- Task prompt
Below are some records. Copy every line in them that holds "true".

- Exercise data

PR #851, opened 2019-05-09
`RoundDoubleToString` to support negative numbers and an unary plus.

dkorolev:


dkorolev:
@mzhurovich, I'll merge it into `stable`, because something closed-source needs it. Thx in advance && pls post-review.

bricks/strings/rounding.h
```diff
@@ -36,14 +36,64 @@ namespace current {
...
+  CURRENT_ASSERT(n_digits <= 15);
+
+  bool negative = false;
+  if (value < 0) {
+    value = -value;
+    negative = true;
+  }
+
+  if (value < 1e-16) {
+    return "0";
```
mzhurovich, line 50: @dkorolev Does it make sense to return `+0` in case of `plus_sign = true`?

dkorolev: Good idea. Shall we wait until if and when it becomes important? :-)

PR #855, opened 2019-09-01
Added inplace `Base64{Encode,Decode}`.

dkorolev:


dkorolev:
@mzhurovich -- renamed `ZeroCopy*` into `*Into`, PTAL.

- Solution for this problem
+    negative = true;
mzhurovich, line 50: @dkorolev Does it make sense to return `+0` in case of `plus_sign = true`?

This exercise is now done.